Stored items:
=====

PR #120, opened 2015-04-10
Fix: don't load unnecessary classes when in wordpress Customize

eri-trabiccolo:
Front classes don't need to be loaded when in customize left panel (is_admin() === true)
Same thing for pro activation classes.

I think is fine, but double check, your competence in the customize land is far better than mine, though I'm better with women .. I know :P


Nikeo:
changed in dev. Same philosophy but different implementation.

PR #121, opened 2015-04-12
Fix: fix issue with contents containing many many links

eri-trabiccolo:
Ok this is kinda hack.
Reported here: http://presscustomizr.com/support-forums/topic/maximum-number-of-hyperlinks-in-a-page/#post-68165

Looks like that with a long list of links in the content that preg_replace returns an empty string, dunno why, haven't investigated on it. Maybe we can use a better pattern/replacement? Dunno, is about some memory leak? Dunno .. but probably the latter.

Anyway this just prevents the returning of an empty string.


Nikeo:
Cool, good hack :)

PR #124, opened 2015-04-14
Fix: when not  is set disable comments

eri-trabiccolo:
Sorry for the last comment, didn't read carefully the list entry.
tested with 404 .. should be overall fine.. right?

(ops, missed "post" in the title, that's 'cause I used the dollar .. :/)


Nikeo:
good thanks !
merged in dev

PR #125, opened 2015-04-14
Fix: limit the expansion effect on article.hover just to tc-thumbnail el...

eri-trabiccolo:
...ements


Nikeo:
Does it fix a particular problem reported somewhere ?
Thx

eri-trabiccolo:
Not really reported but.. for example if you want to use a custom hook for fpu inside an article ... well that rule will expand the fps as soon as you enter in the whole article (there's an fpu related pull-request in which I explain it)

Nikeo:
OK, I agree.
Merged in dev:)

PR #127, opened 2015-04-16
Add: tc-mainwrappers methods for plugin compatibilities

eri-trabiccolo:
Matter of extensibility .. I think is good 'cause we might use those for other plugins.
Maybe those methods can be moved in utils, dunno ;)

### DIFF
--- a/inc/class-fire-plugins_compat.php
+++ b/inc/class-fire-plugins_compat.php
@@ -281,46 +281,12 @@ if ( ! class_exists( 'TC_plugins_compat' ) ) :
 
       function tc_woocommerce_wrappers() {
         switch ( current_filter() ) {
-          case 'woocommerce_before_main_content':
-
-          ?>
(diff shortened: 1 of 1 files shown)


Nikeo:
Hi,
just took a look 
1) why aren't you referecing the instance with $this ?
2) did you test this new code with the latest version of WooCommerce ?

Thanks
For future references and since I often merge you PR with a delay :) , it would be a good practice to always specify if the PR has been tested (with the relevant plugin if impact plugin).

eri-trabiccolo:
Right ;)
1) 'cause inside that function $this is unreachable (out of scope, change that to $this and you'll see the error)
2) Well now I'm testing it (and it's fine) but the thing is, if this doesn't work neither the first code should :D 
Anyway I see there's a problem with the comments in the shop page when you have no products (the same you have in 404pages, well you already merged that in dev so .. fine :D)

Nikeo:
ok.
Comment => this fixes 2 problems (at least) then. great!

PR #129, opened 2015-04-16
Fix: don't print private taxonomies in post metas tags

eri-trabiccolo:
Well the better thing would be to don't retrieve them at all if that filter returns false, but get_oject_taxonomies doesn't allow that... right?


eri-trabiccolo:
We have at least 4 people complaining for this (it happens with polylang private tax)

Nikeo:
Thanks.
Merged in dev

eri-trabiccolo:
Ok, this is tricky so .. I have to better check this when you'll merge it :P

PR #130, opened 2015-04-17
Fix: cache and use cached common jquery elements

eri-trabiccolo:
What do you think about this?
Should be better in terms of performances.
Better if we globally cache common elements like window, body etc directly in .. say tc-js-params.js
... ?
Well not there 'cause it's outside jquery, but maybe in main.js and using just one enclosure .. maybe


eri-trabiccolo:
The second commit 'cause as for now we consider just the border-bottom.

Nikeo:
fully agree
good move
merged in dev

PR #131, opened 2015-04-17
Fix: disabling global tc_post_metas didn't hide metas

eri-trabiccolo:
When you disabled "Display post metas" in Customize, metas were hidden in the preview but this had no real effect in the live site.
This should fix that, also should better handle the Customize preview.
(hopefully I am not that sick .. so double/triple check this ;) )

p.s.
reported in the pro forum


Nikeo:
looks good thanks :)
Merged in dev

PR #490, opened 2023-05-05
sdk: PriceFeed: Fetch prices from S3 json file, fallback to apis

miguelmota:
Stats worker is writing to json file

=====

— EXERCISE PROMPT —
You are asked to transcribe all of the data above exactly.

— RESULT OF THE TASK —
PR #120, opened 2015-04-10
Fix: don't load unnecessary classes when in wordpress Customize

eri-trabiccolo:
Front classes don't need to be loaded when in customize left panel (is_admin() === true)
Same thing for pro activation classes.

I think is fine, but double check, your competence in the customize land is far better than mine, though I'm better with women .. I know :P


Nikeo:
changed in dev. Same philosophy but different implementation.

PR #121, opened 2015-04-12
Fix: fix issue with contents containing many many links

eri-trabiccolo:
Ok this is kinda hack.
Reported here: http://presscustomizr.com/support-forums/topic/maximum-number-of-hyperlinks-in-a-page/#post-68165

Looks like that with a long list of links in the content that preg_replace returns an empty string, dunno why, haven't investigated on it. Maybe we can use a better pattern/replacement? Dunno, is about some memory leak? Dunno .. but probably the latter.

Anyway this just prevents the returning of an empty string.


Nikeo:
Cool, good hack :)

PR #124, opened 2015-04-14
Fix: when not  is set disable comments

eri-trabiccolo:
Sorry for the last comment, didn't read carefully the list entry.
tested with 404 .. should be overall fine.. right?

(ops, missed "post" in the title, that's 'cause I used the dollar .. :/)


Nikeo:
good thanks !
merged in dev

PR #125, opened 2015-04-14
Fix: limit the expansion effect on article.hover just to tc-thumbnail el...

eri-trabiccolo:
...ements


Nikeo:
Does it fix a particular problem reported somewhere ?
Thx

eri-trabiccolo:
Not really reported but.. for example if you want to use a custom hook for fpu inside an article ... well that rule will expand the fps as soon as you enter in the whole article (there's an fpu related pull-request in which I explain it)

Nikeo:
OK, I agree.
Merged in dev:)

PR #127, opened 2015-04-16
Add: tc-mainwrappers methods for plugin compatibilities

eri-trabiccolo:
Matter of extensibility .. I think is good 'cause we might use those for other plugins.
Maybe those methods can be moved in utils, dunno ;)

### DIFF
--- a/inc/class-fire-plugins_compat.php
+++ b/inc/class-fire-plugins_compat.php
@@ -281,46 +281,12 @@ if ( ! class_exists( 'TC_plugins_compat' ) ) :
 
       function tc_woocommerce_wrappers() {
         switch ( current_filter() ) {
-          case 'woocommerce_before_main_content':
-
-          ?>
(diff shortened: 1 of 1 files shown)


Nikeo:
Hi,
just took a look 
1) why aren't you referecing the instance with $this ?
2) did you test this new code with the latest version of WooCommerce ?

Thanks
For future references and since I often merge you PR with a delay :) , it would be a good practice to always specify if the PR has been tested (with the relevant plugin if impact plugin).

eri-trabiccolo:
Right ;)
1) 'cause inside that function $this is unreachable (out of scope, change that to $this and you'll see the error)
2) Well now I'm testing it (and it's fine) but the thing is, if this doesn't work neither the first code should :D 
Anyway I see there's a problem with the comments in the shop page when you have no products (the same you have in 404pages, well you already merged that in dev so .. fine :D)

Nikeo:
ok.
Comment => this fixes 2 problems (at least) then. great!

PR #129, opened 2015-04-16
Fix: don't print private taxonomies in post metas tags

eri-trabiccolo:
Well the better thing would be to don't retrieve them at all if that filter returns false, but get_oject_taxonomies doesn't allow that... right?


eri-trabiccolo:
We have at least 4 people complaining for this (it happens with polylang private tax)

Nikeo:
Thanks.
Merged in dev

eri-trabiccolo:
Ok, this is tricky so .. I have to better check this when you'll merge it :P

PR #130, opened 2015-04-17
Fix: cache and use cached common jquery elements

eri-trabiccolo:
What do you think about this?
Should be better in terms of performances.
Better if we globally cache common elements like window, body etc directly in .. say tc-js-params.js
... ?
Well not there 'cause it's outside jquery, but maybe in main.js and using just one enclosure .. maybe


eri-trabiccolo:
The second commit 'cause as for now we consider just the border-bottom.

Nikeo:
fully agree
good move
merged in dev

PR #131, opened 2015-04-17
Fix: disabling global tc_post_metas didn't hide metas

eri-trabiccolo:
When you disabled "Display post metas" in Customize, metas were hidden in the preview but this had no real effect in the live site.
This should fix that, also should better handle the Customize preview.
(hopefully I am not that sick .. so double/triple check this ;) )

p.s.
reported in the pro forum


Nikeo:
looks good thanks :)
Merged in dev

PR #490, opened 2023-05-05
sdk: PriceFeed: Fetch prices from S3 json file, fallback to apis

miguelmota:
Stats worker is writing to json file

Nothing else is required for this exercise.